12. There were no markings on any of the crates and no indication on the Bill of Lading that the contents of the crates included plaster or clay products or glass.
Comment.
The libelant has clearly suffered damage. Assuming that the articles were in good condition when packed for shipment — as to which there was no showing — somewhere along the lme there was undoubtedly negligence either by the packer or the carriers by land,- rail and sea.
Again assuming that liability could as to the wax figures be placed upon this respondent, I do not believe that proof that the goods were accepted by it under a clear bill of lading is in and of itself sufficient to fix liability. All that the clear bill means is that the goods were received in apparently good order as judged from the appearance of the crates and the handling thereof. It is not proof that each crate was first opened and the condition of the contents inspected.
Upon the same assumption there would in any event be no liability upon
In any event, however, the libel-ant cannot recover here upon these facts from this respondent, for it is not the party liable. At the time in question the vessel was owned by the United States, operated by the War Shipping Administration, and the Matson Navigation Company was berth agent for the War Shipping Administration. Misconceiving his remedy, libelant advances the notion that the Matson Navigation Company misled him to his detriment by not disclosing its agency position and must therefore be held responsible, as when it did disclose this.it was then too late to sue the United States.
Neither the facts nor the law sustain this theory. The libelant knew the law under which the War Shipping Administration was created, the First War Powers Act of 1941, § 1, 50 U.S.C.A.Appendix, § 601, and Executive Order No. 9054, 50 U.S.C.A.Appendix, § 1295 note, and that all domestic ocean vessels could be taken by the Government.

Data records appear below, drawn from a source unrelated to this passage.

PR #6152, opened 2018-02-17
Interaction - Add Smash Windshield action

Dystopian:
When windshield is partly damaged it becomes less clear so you may want to break it entirely.

Strings are copied from ACE2, I don't know if they are correct.

### DIFF
--- a/addons/interaction/CfgVehicles.hpp
+++ b/addons/interaction/CfgVehicles.hpp
@@ -365,6 +365,11 @@ class CfgVehicles {
                 statement = "";
                 insertChildren = QUOTE(_this call DFUNC(addPassengersActions));
             };
+            class GVAR(smashWindshield) {
+                displayName = CSTRING(SmashWindshield);
+                condition = QUOTE(_player == driver _target && {private _damage = _target getHitPointDamage 'HitGlass1'; _damage > 0.5 && {_damage < 1}});
+                statement = QUOTE(playSound3D [ARR_2('A3\Sounds_F\weapons\hits\glass_2.wss',_target)]; _target setHitPointDamage [ARR_2('HitGlass1',1)];);
+            };
         };
     };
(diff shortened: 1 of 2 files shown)


jonpas:
Do all vehicles have `HitGlass1`? Are none just `HitGlass`? What about vehicles that have multiple of them `HitGlassX`?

And here, additionally libelant either knew or should have known from the face of the bill of lading and the reverse side thereof as well that the respondent was acting as agent for the War Shipping Administration.
Conclusions of Law.
1. No liability attaches to the carrier as to the damage to the plaster objects in view of the failure of the shipper to disclose the nature of the same to the carrier and the consequent carriage of the same at the lower rate under which the shipper assumes the risks of damage.
2. No liability attaches to the carrier as to the damage to the glass cases in view of the failure of the shipper to disclose the nature of the same to the carrier.
3. As to the wax objects, there is only a presumption from the clear Bill of Lading that the same were received by the carrier in good condition, and the evidence is not entirely satisfactory that the same were properly packed.
4. That no evidence was adduced to support the prayer in the libel for $1,825 representing the value of objects broken beyond repair and of loss of use.
5. Regardless of the foregoing, even if liability exists, the respondent, Matson Navigation Company, as mere berth agent of the United States of America, is not the party liable. Liability, if it exists, exists against the United States as owner or charterer of the vessel involved.
6. There is no merit to the contention of the libelant that he was misled by Mat-son; as a matter of fact as disclosed by the Bill of Lading and as a matter of common knowledge the libelant was chargeable with notice that the principal in this instance was the United States acting under War Shipping Administration and that suit could be brought by him under the provisions of the Carriage of Goods by Sea Act against the United States.
7. A decree in conformity with this decision, in favor of the respondent, with costs, will be signed on presentation.